(THE PROBLEM):
The expected answer is the set of lines in the data below between the line holding "VMEC 8.52 forces" and the line holding "[514] | [514] |", inclusive, written out exactly.
-- SOURCE INFORMATION follows --
PR #805, opened 2026-09-06
Keep the full vacuum update every iteration until the free-boundary residuals settle

CharlesCNorton:
VMEC 8.52 forces a full Nestor update in every iteration while `ivac <= 2`, and `ivac` only grows past 2 in an iteration whose R and Z force residuals are below `1e-3` (`funct3d.f90`). `VacuumPressureState` capped at `kActive`, so the increment stopped as soon as the vacuum pressure was switched on and the `nvacskip` cadence started one iteration later, while the free-boundary transient was still one to three orders of magnitude above that threshold. Every Nestor call in that window reused the Green's function matrices instead of recomputing them.

`kSettled` marks the state after the residuals have settled, and the full update is forced while the state is at most `kActive`. The remaining comparisons against `kInitialized` and `kActive` become `>=`, so the new state keeps the vacuum pressure in the force balance, in the free-boundary edge outputs and in `DELBSQ`. The multigrid seeding of the vacuum state is dropped: the state carries over into the continuation stage by itself, as in Fortran, and the first iteration of the new stage still runs the free-boundary block through the widened gate. `cth_like_free_bdy_multigrid` converges in the same 321 iterations.

Largest relative deviation in `rmnc` from educational_VMEC on the single-grid free-boundary Solovev case (`ns = 16`, `ftol = 1e-12`), both codes reading the same INDATA file, with the iteration counts in brackets:

| nvacskip | before | after | Fortran |
|---|---|---|---|
| 1  | 1.3e-12 [514] | 1.3e-12 [514] | [514] |
| 3  | 9.1e-08 [519] | 5.8e-12 [521] | [521] |
| 6  | 1.1e-06 [525] | 4.8e-12 [529] | [529] |
| 12 | 2.2e-06 [530] | 8.9e-13 [526] | [526] |
| 24 | 4.2e-06 [552] | 1.6e-12 [538] | [538] |

At `nvacskip = 24` the deviation before the change reaches `2.0e-05` in `lmns` and `1.7e-05` in `jcurv`. `nvacskip = 1` is the control, where the two cadences coincide. `cth_like_free_bdy` is unchanged at every `nvacskip` tested (1, 9, 24), since its vacuum pressure switches on when the residuals are already below the threshold; it stays at `1.8e-13` in `rmnc` and reproduces the Fortran iteration count.

The new test solves the case twice, with `nvacskip` 1 and 24, and requires the force-residual history to agree exactly up to the evaluation at which the residuals settle. It fails on the previous cadence.

### DIFF
--- a/src/vmecpp/cpp/vmecpp/common/util/util.h
+++ b/src/vmecpp/cpp/vmecpp/common/util/util.h
@@ -204,9 +204,13 @@ enum class VacuumPressureState : std::int8_t {
   // process of reducing rCon0,zCon0 *= 0.9;
   kInitialized = 1,
 
-  // vacuum pressure turned on
-  // in the process of reducing rCon0,zCon0 *= 0.9;
-  kActive = 2
+  // vacuum pressure turned on, R and Z force residuals still above 1e-3
+  // full vacuum update in every iteration; ivac == 2 in VMEC 8.52
+  kActive = 2,
+
+  // vacuum pressure turned on, R and Z force residuals below 1e-3
+  // vacuum update every nvacskip iterations; ivac > 2 in VMEC 8.52
+  kSettled = 3
 };
 
 int VmecStatusCode(const VmecStatus vmec_status);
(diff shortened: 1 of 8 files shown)


jurasic-pf:
wow! very nice

jurasic-pf:
@copilot resolve the merge conflicts in this pull request

jurasic-pf (approved):

jurasic-pf:
resolve conflicts please, then we can merge

jurasic-pf (approved):

CharlesCNorton:

CharlesCNorton:
fixing clang

CharlesCNorton:
Rebased onto current main. The clang-tidy warnings were the five THREED1_* constants of VmecCheckpoint, which predate this branch and only fell inside the reviewed region because #763 moved them to line 174; my hunk now sits at 204.

PR #806, opened 2026-09-06
Recover the full-grid lambda from the half-grid array when a wout file lacks it

CharlesCNorton:
`VmecWOut.from_wout_file` filled `lmns_full`, and `lmnc_full` for an asymmetric run, with zeros whenever the file did not carry them. Fortran VMEC stores lambda on the half grid only, so every wout written outside VMEC++ took that branch, and `run(..., restart_from=...)` then seeded the restart with zero lambda. The restart re-converged the lambda sector from scratch: `cth_like_fixed_bdy` took 122 iterations instead of 2, `solovev` 287 instead of 2, and the two restarts settled on states 4.6e-4 apart in `rmnc`.

The full-grid array is now recovered by inverting the interpolation VMEC applies when it writes the half-grid one: the average over the two adjacent full-grid surfaces for even m, weighted by sqrt(s) for odd m, with the innermost value of the m <= 1 modes taken from the surface outside. The recursion runs outward from the axis, where the m > 0 modes vanish. The axis value of the m = 0 modes is not represented on the half grid; it is extrapolated from the two innermost surfaces for the stellarator-symmetric half, matching the writer, and is left at zero for the antisymmetric half, which the writer does not extrapolate. A file that already carries the full-grid arrays keeps them, and one missing `lmns`, `xm` or `phipf` still falls back to zeros.

Measured against Fortran wout files for the same equilibrium:

| reference | recovered `lmns_full` vs the VMEC++ solve | hot restart |
|---|---|---|
| educational_VMEC `cth_like_fixed_bdy` | 1.2e-13 | 2 iterations (122 before) |
| educational_VMEC `solovev` | 8.1e-12 | 2 iterations (287 before) |
| PARVMEC 10.0 `cth_like_fixed_bdy` | 1.4e-06 | |

The PARVMEC figure is that run's own deviation from VMEC++: its half-grid `lmns` differs by the same 1.4e-06, so the recovery adds nothing.

Three tests cover it, all failing on the zero fallback: the array recovered from the shipped `wout_cth_like_fixed_bdy_spline_pressure.nc`, which stores lambda on the half grid only, against a fresh solve; both halves of an asymmetric equilibrium round-tripped through a wout with the full-grid arrays removed; and a hot restart from such a file, which must converge in under ten iterations.

`pytest` passes.

### DIFF
--- a/src/vmecpp/__init__.py
+++ b/src/vmecpp/__init__.py
@@ -803,42 +803,34 @@ def _lambda_on_full_grid(
     phipf: np.ndarray,
     extrapolate_axis: bool = True,
 ) -> np.ndarray:
-    """Invert the radial interpolation that writes lambda onto the half grid."""
-    n_surfaces = lambda_half.shape[1]
-    if n_surfaces < 2:
+    """Invert the radial interpolation that writes lambda onto the half grid.
+
+    Half-grid point j holds (w_out * lambda[j] + w_in * lambda[j - 1]) / 2, the
+    weights being 1 for even m and the sqrt(s) ratios of the odd-m scaling
+    otherwise; on the innermost interval the m <= 1 modes take both values from
+    surface 1 and the higher modes vanish on the axis.
+    """
+    ns = lambda_half.shape[1]
+    if ns < 2:
         return np.zeros_like(lambda_half)
 
-    sqrt_s_full = np.sqrt(np.arange(n_surfaces, dtype=float) / (n_surfaces - 1.0))
-    sqrt_s_full[-1] = 1.0
-    sqrt_s_half = np.sqrt(
-        (np.arange(n_surfaces - 1, dtype=float) + 0.5) / (n_surfaces - 1.0)
-    )
-    # odd-m interpolation weights of the outer and inner surface
-    outer = sqrt_s_half / sqrt_s_full[1:]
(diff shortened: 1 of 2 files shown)


jurasic-pf:
I don't think we want to do this in general. Restarting from a wout that is not produced by `vmecpp` has caveats, especially since I don't think the full lambda profile is exactly recoverable in general, there should be one node missing afaik?

CharlesCNorton:
One node is missing: ns-1 half-grid values against ns unknowns. The recursion closes it by regularity, since the m > 0 modes vanish at the axis, leaving the m = 0 axis value, which is extrapolated as the writer does; the recovered array matches a fresh solve to 1.2e-13. The current behaviour on a foreign wout is a zero fill rather than a refusal, which restarts in 122 iterations against 2 and lands 4.6e-4 away in rmnc.

jurasic-pf:
True, I didn't think of that. Sure, then let's merge :)

jurasic-pf (approved):
I wonder if we can simplify the code a bit, but functionally it looks good

CharlesCNorton:
Simplified: the even and odd parities share one recursion with per-mode weights, and both lambda halves go through one loop. The result is bit-identical to the previous version on the symmetric and asymmetric cases and within 1e-16 of the solver's own full-grid lambda.

PR #808, opened 2026-09-06
Normalize jsups by the same averaged volume derivative as the rest of jxbout

CharlesCNorton:
`jxbout.jsups3` is normalized by `1 / dVdsH[jH]`, the reciprocal of a single half-grid `V'`. Every other quantity in `ComputeJxBOutFileContents`, and `jxbforce.f90` for all of them including this one, uses `ovp = 2 / (V'(js) + V'(js+1)) / (4 pi^2)`, the reciprocal of the average over the two half-grid points adjacent to the full-grid surface the row belongs to. The radial current density therefore carries a factor `(V'(js) + V'(js+1)) / (2 V'(js))`, which is 1 only where `V'` happens to be locally flat.

The error is a smooth radial modulation, positive inside and negative outside where `dV/ds` turns over. Largest relative deviation of `jsups` from educational_VMEC, both codes reading the same INDATA file:

| case | before | after |
|---|---|---|
| `cth_like_fixed_bdy` | 1.15e-03 | 3.2e-10 |
| `solovev` | 5.17e-04 | 1.8e-06 |
| `cma` | 8.50e-04 | 5.5e-08 |

What remains is the cancellation in `bsubuv - bsubvu`, which is about `4e-3` of either term on this grid, so the 1e-12 agreement of the two derivatives themselves lands in the 1e-10 to 1e-6 range depending on how small `jsups` is for the case.

The reference comparison in `vmecpp_large_cpp_tests` already covered `jsups3`, but at a hard-coded `5.0e-3` attributed to that cancellation, which is seven orders looser than the deviation the cancellation actually produces and wide enough to admit the normalization error. It now uses the same per-case tolerance as the rest of the jxbout contents, `1e-5` for the cth-like cases and `2e-5` to `1e-4` for the others, and fails on the previous normalization for every case in the suite.

### DIFF
--- a/src/vmecpp/cpp/vmecpp/vmec/output_quantities/output_quantities.cc
+++ b/src/vmecpp/cpp/vmecpp/vmec/output_quantities/output_quantities.cc
@@ -2984,7 +2984,11 @@ vmecpp::JxBOutFileContents vmecpp::ComputeJxBOutputFileContents(
     // The loop in jxbforce.f90:594 goes over js=2,ns1,
     // which means that the last half-grid point is not touched.
     for (int jH = 0; jH < vmec_internal_results.num_half - 1; ++jH) {
-      const double ovp = 1.0 / vmec_internal_results.dVdsH[jH] / dnorm1;
+      // row jH holds the full-grid surface jF = jH + 1
+      const double ovp = 2.0 /
+                         (vmec_internal_results.dVdsH[jH + 1] +
+                          vmec_internal_results.dVdsH[jH]) /
+                         dnorm1;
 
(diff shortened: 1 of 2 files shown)


CharlesCNorton:
The `cth_like_fixed_bdy_nzeta_37` case of `ExtrapolateBSubsSTest` carried a 5.0e-15 tolerance against a deviation that measures 3.3e-15 on main and 2.3e-15 here, and 5.2e-15 on the CI compiler, so any change to the translation unit flips it. It now uses the 2.0e-14 of the `cth_like_fixed_bdy` case beside it.

Issue #28, opened 2023-10-29
Support Azure OpenAI


tw4452852:
I've managed to use [Azure OpenAI](https://learn.microsoft.com/en-us/azure/ai-services/openai/reference) with the following minor change:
-- SOURCE INFORMATION concluded --
(SOLUTION TO THIS PROBLEM):
VMEC 8.52 forces a full Nestor update in every iteration while `ivac <= 2`, and `ivac` only grows past 2 in an iteration whose R and Z force residuals are below `1e-3` (`funct3d.f90`). `VacuumPressureState` capped at `kActive`, so the increment stopped as soon as the vacuum pressure was switched on and the `nvacskip` cadence started one iteration later, while the free-boundary transient was still one to three orders of magnitude above that threshold. Every Nestor call in that window reused the Green's function matrices instead of recomputing them.

`kSettled` marks the state after the residuals have settled, and the full update is forced while the state is at most `kActive`. The remaining comparisons against `kInitialized` and `kActive` become `>=`, so the new state keeps the vacuum pressure in the force balance, in the free-boundary edge outputs and in `DELBSQ`. The multigrid seeding of the vacuum state is dropped: the state carries over into the continuation stage by itself, as in Fortran, and the first iteration of the new stage still runs the free-boundary block through the widened gate. `cth_like_free_bdy_multigrid` converges in the same 321 iterations.

Largest relative deviation in `rmnc` from educational_VMEC on the single-grid free-boundary Solovev case (`ns = 16`, `ftol = 1e-12`), both codes reading the same INDATA file, with the iteration counts in brackets:

| nvacskip | before | after | Fortran |
|---|---|---|---|
| 1  | 1.3e-12 [514] | 1.3e-12 [514] | [514] |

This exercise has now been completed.